PR #1612, opened 2017-08-23
Display global message if maxTaskLag > 3min

kwm4385:
screen shot 2017-08-23 at 11 46 05 am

- - -

◆ TO DO
Copy out the full listing, exactly as it stands.

◆ RESPONSE TO THE TASK
PR #1612, opened 2017-08-23
Display global message if maxTaskLag > 3min

kwm4385:
screen shot 2017-08-23 at 11 46 05 am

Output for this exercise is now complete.